----- Dataset records
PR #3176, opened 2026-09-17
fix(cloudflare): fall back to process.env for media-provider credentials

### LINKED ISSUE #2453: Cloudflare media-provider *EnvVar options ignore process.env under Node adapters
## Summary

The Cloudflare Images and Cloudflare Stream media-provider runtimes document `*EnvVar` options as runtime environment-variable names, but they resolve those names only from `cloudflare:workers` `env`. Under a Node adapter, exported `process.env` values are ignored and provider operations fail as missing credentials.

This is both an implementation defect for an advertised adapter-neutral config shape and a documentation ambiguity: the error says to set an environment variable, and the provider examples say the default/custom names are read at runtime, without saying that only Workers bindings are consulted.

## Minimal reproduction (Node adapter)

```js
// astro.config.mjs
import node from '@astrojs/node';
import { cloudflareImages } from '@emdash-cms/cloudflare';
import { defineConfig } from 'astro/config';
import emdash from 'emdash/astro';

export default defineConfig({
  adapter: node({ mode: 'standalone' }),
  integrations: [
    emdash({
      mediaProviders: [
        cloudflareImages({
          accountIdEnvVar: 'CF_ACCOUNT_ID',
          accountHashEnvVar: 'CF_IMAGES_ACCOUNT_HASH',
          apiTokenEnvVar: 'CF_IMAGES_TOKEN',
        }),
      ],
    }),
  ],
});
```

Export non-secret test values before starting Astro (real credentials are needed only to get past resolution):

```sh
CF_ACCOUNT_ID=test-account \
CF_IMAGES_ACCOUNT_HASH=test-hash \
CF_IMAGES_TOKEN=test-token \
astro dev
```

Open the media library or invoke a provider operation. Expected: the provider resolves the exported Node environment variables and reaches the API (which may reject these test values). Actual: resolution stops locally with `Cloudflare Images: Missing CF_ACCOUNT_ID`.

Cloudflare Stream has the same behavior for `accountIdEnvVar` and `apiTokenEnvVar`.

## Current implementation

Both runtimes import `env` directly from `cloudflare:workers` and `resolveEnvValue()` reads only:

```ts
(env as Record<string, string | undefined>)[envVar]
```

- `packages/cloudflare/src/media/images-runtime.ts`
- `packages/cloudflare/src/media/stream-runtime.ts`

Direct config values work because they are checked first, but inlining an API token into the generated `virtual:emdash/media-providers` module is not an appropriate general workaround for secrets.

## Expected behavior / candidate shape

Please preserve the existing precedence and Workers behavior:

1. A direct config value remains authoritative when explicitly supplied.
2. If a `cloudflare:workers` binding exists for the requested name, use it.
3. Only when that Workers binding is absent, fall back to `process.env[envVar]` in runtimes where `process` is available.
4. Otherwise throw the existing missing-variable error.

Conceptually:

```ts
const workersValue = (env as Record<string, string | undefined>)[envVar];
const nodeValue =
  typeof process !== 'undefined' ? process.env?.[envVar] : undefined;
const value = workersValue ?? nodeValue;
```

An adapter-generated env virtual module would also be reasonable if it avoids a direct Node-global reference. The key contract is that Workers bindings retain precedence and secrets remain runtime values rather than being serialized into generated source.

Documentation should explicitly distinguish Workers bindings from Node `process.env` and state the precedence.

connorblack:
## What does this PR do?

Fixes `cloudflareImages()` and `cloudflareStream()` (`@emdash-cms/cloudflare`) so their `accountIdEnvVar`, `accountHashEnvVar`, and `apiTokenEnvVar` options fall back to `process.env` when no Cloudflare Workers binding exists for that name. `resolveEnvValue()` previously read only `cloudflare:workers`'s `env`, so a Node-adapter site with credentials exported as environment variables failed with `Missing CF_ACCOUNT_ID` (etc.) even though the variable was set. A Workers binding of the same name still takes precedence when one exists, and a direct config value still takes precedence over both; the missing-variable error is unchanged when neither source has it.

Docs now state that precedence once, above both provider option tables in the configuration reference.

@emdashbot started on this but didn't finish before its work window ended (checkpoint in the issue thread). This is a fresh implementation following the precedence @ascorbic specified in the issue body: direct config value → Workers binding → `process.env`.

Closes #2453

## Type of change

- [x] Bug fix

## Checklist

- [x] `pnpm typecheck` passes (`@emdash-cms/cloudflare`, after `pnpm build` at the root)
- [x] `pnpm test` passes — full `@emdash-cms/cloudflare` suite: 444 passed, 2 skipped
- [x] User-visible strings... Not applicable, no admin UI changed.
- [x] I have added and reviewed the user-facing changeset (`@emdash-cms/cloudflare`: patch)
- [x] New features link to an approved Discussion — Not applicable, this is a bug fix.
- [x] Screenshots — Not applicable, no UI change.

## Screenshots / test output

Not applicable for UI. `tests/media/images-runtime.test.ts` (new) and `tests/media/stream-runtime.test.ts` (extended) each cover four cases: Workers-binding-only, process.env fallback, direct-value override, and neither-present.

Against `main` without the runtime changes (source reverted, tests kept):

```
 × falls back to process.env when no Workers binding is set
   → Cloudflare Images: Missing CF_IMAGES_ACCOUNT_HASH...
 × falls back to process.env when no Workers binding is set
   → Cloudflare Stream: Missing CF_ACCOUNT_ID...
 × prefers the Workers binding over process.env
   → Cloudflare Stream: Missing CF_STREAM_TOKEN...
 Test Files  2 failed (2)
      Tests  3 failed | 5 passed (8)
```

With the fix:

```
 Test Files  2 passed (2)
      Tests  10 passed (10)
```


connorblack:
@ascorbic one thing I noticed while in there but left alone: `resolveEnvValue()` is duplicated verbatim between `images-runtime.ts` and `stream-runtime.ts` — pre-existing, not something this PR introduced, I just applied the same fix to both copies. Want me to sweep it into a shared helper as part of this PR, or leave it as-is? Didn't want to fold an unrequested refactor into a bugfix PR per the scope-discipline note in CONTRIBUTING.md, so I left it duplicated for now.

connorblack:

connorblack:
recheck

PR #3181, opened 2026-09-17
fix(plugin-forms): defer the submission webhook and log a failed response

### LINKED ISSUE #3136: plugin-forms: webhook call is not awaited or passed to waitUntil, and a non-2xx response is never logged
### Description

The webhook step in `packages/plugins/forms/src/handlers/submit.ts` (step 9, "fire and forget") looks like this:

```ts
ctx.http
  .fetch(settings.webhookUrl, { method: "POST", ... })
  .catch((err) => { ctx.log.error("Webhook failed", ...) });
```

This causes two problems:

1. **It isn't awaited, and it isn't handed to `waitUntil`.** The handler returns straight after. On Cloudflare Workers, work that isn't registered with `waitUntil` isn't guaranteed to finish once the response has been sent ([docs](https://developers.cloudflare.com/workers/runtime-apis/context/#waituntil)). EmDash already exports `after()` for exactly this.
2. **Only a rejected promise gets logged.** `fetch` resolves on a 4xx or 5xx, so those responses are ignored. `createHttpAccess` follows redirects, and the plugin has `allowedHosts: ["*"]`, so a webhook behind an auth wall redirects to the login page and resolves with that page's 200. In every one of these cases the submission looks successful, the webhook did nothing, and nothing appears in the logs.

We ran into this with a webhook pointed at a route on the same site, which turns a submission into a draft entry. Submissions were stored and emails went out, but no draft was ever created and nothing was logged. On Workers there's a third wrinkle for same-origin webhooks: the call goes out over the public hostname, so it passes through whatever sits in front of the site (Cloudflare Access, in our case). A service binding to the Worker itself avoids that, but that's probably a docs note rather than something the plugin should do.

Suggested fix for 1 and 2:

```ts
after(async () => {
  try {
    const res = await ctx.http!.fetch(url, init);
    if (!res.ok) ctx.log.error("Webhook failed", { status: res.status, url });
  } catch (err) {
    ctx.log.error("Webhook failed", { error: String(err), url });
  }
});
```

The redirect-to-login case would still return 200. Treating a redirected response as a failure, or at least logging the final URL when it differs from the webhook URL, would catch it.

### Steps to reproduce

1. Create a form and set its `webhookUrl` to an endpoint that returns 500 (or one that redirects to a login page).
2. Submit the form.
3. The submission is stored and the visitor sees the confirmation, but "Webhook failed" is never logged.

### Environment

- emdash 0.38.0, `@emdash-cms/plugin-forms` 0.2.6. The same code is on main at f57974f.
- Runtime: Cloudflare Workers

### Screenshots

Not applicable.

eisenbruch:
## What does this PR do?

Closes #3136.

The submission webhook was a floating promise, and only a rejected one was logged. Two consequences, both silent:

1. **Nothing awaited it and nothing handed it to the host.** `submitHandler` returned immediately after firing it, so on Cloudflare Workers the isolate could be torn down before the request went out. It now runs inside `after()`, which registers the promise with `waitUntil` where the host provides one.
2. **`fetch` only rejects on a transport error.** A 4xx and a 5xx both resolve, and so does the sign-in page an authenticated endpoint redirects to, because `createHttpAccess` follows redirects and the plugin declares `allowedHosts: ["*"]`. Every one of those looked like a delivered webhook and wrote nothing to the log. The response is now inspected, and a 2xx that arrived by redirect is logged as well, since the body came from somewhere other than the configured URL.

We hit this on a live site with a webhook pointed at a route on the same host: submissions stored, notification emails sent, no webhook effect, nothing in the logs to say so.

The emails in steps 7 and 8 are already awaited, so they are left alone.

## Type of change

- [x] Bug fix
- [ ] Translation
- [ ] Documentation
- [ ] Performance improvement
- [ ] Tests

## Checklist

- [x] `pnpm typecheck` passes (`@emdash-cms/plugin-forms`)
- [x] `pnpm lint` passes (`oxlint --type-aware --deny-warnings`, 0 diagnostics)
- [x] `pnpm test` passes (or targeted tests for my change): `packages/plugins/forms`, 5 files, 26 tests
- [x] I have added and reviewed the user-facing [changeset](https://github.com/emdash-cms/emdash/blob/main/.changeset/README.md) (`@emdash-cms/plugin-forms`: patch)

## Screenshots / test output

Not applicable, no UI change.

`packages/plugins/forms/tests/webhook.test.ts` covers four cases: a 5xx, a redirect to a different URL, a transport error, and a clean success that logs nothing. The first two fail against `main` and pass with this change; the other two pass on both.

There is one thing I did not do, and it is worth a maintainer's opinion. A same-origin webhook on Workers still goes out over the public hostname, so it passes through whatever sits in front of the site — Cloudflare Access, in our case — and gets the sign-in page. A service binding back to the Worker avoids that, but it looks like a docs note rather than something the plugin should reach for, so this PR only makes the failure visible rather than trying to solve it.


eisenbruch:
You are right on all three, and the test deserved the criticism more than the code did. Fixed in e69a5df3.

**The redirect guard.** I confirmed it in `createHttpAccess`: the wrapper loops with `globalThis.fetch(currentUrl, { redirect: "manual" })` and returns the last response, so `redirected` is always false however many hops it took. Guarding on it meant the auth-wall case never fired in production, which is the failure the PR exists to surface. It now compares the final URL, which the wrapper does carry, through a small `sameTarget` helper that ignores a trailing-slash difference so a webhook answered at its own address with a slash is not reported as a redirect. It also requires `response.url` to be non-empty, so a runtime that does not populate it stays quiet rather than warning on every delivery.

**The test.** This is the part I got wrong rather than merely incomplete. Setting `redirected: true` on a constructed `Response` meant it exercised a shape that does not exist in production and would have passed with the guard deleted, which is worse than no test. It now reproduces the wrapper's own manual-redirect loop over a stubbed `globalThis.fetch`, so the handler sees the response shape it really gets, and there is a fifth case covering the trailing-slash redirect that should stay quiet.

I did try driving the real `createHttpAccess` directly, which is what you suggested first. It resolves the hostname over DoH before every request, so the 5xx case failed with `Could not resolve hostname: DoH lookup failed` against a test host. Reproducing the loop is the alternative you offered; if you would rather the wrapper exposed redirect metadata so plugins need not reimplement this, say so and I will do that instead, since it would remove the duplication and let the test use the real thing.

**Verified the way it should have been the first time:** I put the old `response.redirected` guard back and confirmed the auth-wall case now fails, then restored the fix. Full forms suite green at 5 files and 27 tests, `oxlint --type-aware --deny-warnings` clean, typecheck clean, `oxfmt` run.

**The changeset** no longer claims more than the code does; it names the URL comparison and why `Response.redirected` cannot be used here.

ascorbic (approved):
----------
## What you need to do
Take the entries above and copy them exactly from the first line through the line with "The Cloudflare Images"; leave out every line after it.

## Reply
PR #3176, opened 2026-09-17
fix(cloudflare): fall back to process.env for media-provider credentials

### LINKED ISSUE #2453: Cloudflare media-provider *EnvVar options ignore process.env under Node adapters
## Summary

The Cloudflare Images and Cloudflare Stream media-provider runtimes document `*EnvVar` options as runtime environment-variable names, but they resolve those names only from `cloudflare:workers` `env`. Under a Node adapter, exported `process.env` values are ignored and provider operations fail as missing credentials.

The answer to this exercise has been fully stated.